4. Many authors discuss "scales of measurement," using terms such as nominal, ordinal, interval, or ratio data as guides to what statistical procedure can be applied to a data set. The terminology often fails in practice because, as Velleman and Wilkinson (1993) observe, "scale type...is not an attribute of the data, but rather depends upon the questions we intend to ask of the data and upon any additional information we might have." Thus, patient identification number might be ordinarily viewed as a nominal variable (that is, a mere label). However, IDs are often assigned sequentially and in some cases it may prove fruitful to look for relationships between ID and other important variables. While the ideas behind scales of measurement are important, the terminology itself is best ignored. Just be aware that when you score neutral as 0, comfortable as 1, and very comfortable as 2, you should be wary of any procedure that relies heavily on treating "very comfortable" as being twice as comfortable as comfortable.

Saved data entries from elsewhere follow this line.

PR #7281, opened 2026-03-18
Four-state pre-pull cleanup

igorosky:
This is a pre-pull for: https://github.com/verilator/verilator/pull/7193 with some cleanup - mainly for types (`logic`/`bit` distinction).


src/V3Const.cpp
```diff
@@ -1599,7 +1599,13 @@ class ConstVisitor final : public VNVisitor {
...
     static bool operandsSame(const AstNode* node1p, const AstNode* node2p) {
         // For now we just detect constants & simple vars, though it could be more generic
-        if (VN_IS(node1p, Const) && VN_IS(node2p, Const)) return node1p->sameGateTree(node2p);
+        if (const AstConst* const const1p = VN_CAST(node1p, Const)) {
+            if (const AstConst* const const2p = VN_CAST(node2p, Const)) {
+                return V3Number{node1p->fileline(), 1, 0}
+                    .opEq(const1p->num(), const2p->num())
+                    .isEqOne();
+            }
+        }
```
wsnyder, line 1608: I think the old code shown was correct, likely the problem was sameNode() should instead have this V3Number-based comparison.

However the problem with opEq is it is not designed to work with strings/reals so you need to write a new V3Number.h function to call which returns bool.  Or, can you just use V3Number::operator==?

igorosky: `opEq` looks like it handles strings and reals:
`src/V3Number.cpp:1765`
```c++
V3Number& V3Number::opEq(const V3Number& lhs, const V3Number& rhs) {
    // i op j, 1 bit return, max(L(lhs),L(rhs)) calculation, careful need to X/Z extend.
    NUM_ASSERT_OP_ARGS2(lhs, rhs);
    if (lhs.isString()) return opEqN(lhs, rhs);
    if (lhs.isDouble()) return opEqD(lhs, rhs);
```

I've added an test with some doubles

5. The ready availability of computers has made much theoretical work concerning approximations and corrections for ties in the data is obsolete, too. Ties were a problem because, with ties, a set of n observations does not reduce to the set of ranks 1,...,n. The particular set of ranks depends on the number and pattern of ties. In the past, corrections to the usual z statistic were developed to adjust for tied ranks. Today, critical values for exact nonparametric tests involving data with ties can be calculated on demand by specialized computer programs such as StatXact (Mehta, 1992).
6. The data need not be converted to ranks in order to perform a permutation test. However, if the raw data are used, a critical value must be calculated for the specific data set if the sample size is small or moderate. (The usual t test has been shown to be a large sample approximation to the permutation test!) At one time, the computational complexity of this task for moderate and even small samples was considered a major disadvantage. It has become largely irrelevant due to specialized computer programs that perform the calculations in an efficient manner.
7. This illustrates an often unspoken aspect of statistical computing: We are prisoners of our software! Most analysts can do only what their software allows them to do. When techniques become available in standard software packages, they'll be used. Until then, the procedures stay on the curio shelf. The widespread availability of personal computers and statistical program packages have caused a revolution in the way data are analyzed. These changes continue with the release of each new package and update.